PR #289, opened 2016-07-21
[FIX] Avoid writes if no changes in name, firstname, lastname ...

antespi:
Also call super write with sudo only if vals is empty. This is necessary for avoid access checking here https://github.com/odoo/odoo/blob/8.0/openerp/addons/base/res/res_partner.py#L569

### DIFF
--- a/partner_firstname/models/res_partner.py
+++ b/partner_firstname/models/res_partner.py
@@ -1,23 +1,9 @@
 # -*- coding: utf-8 -*-
-
-#    Author: Nicolas Bessi. Copyright Camptocamp SA
-#    Copyright (C)
-#       2014:       Agile Business Group (<http://www.agilebg.com>)
-#       2015:       Grupo ESOC <www.grupoesoc.es>
-#       2015:       Antiun Ingenieria S.L. - Antonio Espinosa
-#
-#    This program is free software: you can redistribute it and/or modify
-#    it under the terms of the GNU Affero General Public License as
-#    published by the Free Software Foundation, either version 3 of the
-#    License, or (at your option) any later version.
-#
-#    This program is distributed in the hope that it will be useful,
-#    but WITHOUT ANY WARRANTY; without even the implied warranty of
-#    MERCHANTABILITY or FITNESS FOR A PARTICULAR PURPOSE.  See the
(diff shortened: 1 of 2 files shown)


yvaucher:
:+1:

rafaelbn:
Please review runbot and travis @antespi

antespi:
Travis errors are not related
@yvaucher Thanks for your review :smile:

partner_firstname/models/res_partner.py
```diff
@@ -236,3 +230,11 @@ def _install_partner_firstname(self):
         # Force calculations there
         records._inverse_name()
         _logger.info("%d partners updated installing module.", len(records))
+
+    @api.multi
+    def write(self, vals):
+        name = vals.get('name')
+        if name and all(name == partner.name for partner in self):
+            vals.pop('name', None)
+        this = self.sudo() if not vals else self
```
pedrobaeza, line 244: Document why you make this here

pedrobaeza:
:+1:

rafaelbn:
Thanks :+1:

partner_firstname/models/res_partner.py
```diff
@@ -236,3 +230,16 @@ def _install_partner_firstname(self):
...
+    def write(self, vals):
+        name = vals.get('name')
+        if name and all(name == partner.name for partner in self):
+            vals.pop('name', None)
+        # If vals is empty (only write name field and with the same value)
+        # Avoid access checking here
+        # https://github.com/odoo/odoo/blob/
+        #   8b83119fad7ccae9f091f12b6ac89c2c31e4bac3/openerp/addons/base/res/
+        #   res_partner.py#L569
+        this = self.sudo() if not vals else self
```
yajo, line 244: @pedrobaeza I was with @antespi working on this and I know this is a workaround needed to avoid an access error when autosubscribing somebody. Odoo behaves weirdly here.

Anyway, I think we should write a test that tries to set the same name a partner has into itself, but written with a unprivileged user, and check no exceptions are raised.

This bug was very hard to locate, and I think this simple test is worth it to avoid future replications.

What do you think?

pedrobaeza, line 244: OK, it worths to be tested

* * * * *

**Problem statement**
Nothing in the records may be left out; reproduce them exactly.

**Answer space**
PR #289, opened 2016-07-21
[FIX] Avoid writes if no changes in name, firstname, lastname ...

antespi:
Also call super write with sudo only if vals is empty. This is necessary for avoid access checking here https://github.com/odoo/odoo/blob/8.0/openerp/addons/base/res/res_partner.py#L569

### DIFF
--- a/partner_firstname/models/res_partner.py
+++ b/partner_firstname/models/res_partner.py
@@ -1,23 +1,9 @@
 # -*- coding: utf-8 -*-
-
-#    Author: Nicolas Bessi. Copyright Camptocamp SA
-#    Copyright (C)
-#       2014:       Agile Business Group (<http://www.agilebg.com>)
-#       2015:       Grupo ESOC <www.grupoesoc.es>
-#       2015:       Antiun Ingenieria S.L. - Antonio Espinosa
-#
-#    This program is free software: you can redistribute it and/or modify
-#    it under the terms of the GNU Affero General Public License as
-#    published by the Free Software Foundation, either version 3 of the
-#    License, or (at your option) any later version.
-#
-#    This program is distributed in the hope that it will be useful,
-#    but WITHOUT ANY WARRANTY; without even the implied warranty of
-#    MERCHANTABILITY or FITNESS FOR A PARTICULAR PURPOSE.  See the
(diff shortened: 1 of 2 files shown)


yvaucher:
:+1:

rafaelbn:
Please review runbot and travis @antespi

antespi:
Travis errors are not related
@yvaucher Thanks for your review :smile:

partner_firstname/models/res_partner.py
```diff
@@ -236,3 +230,11 @@ def _install_partner_firstname(self):
         # Force calculations there
         records._inverse_name()
         _logger.info("%d partners updated installing module.", len(records))
+
+    @api.multi
+    def write(self, vals):
+        name = vals.get('name')
+        if name and all(name == partner.name for partner in self):
+            vals.pop('name', None)
+        this = self.sudo() if not vals else self
```
pedrobaeza, line 244: Document why you make this here

pedrobaeza:
:+1:

rafaelbn:
Thanks :+1:

partner_firstname/models/res_partner.py
```diff
@@ -236,3 +230,16 @@ def _install_partner_firstname(self):
...
+    def write(self, vals):
+        name = vals.get('name')
+        if name and all(name == partner.name for partner in self):
+            vals.pop('name', None)
+        # If vals is empty (only write name field and with the same value)
+        # Avoid access checking here
+        # https://github.com/odoo/odoo/blob/
+        #   8b83119fad7ccae9f091f12b6ac89c2c31e4bac3/openerp/addons/base/res/
+        #   res_partner.py#L569
+        this = self.sudo() if not vals else self
```
yajo, line 244: @pedrobaeza I was with @antespi working on this and I know this is a workaround needed to avoid an access error when autosubscribing somebody. Odoo behaves weirdly here.

Anyway, I think we should write a test that tries to set the same name a partner has into itself, but written with a unprivileged user, and check no exceptions are raised.

This bug was very hard to locate, and I think this simple test is worth it to avoid future replications.

What do you think?

pedrobaeza, line 244: OK, it worths to be tested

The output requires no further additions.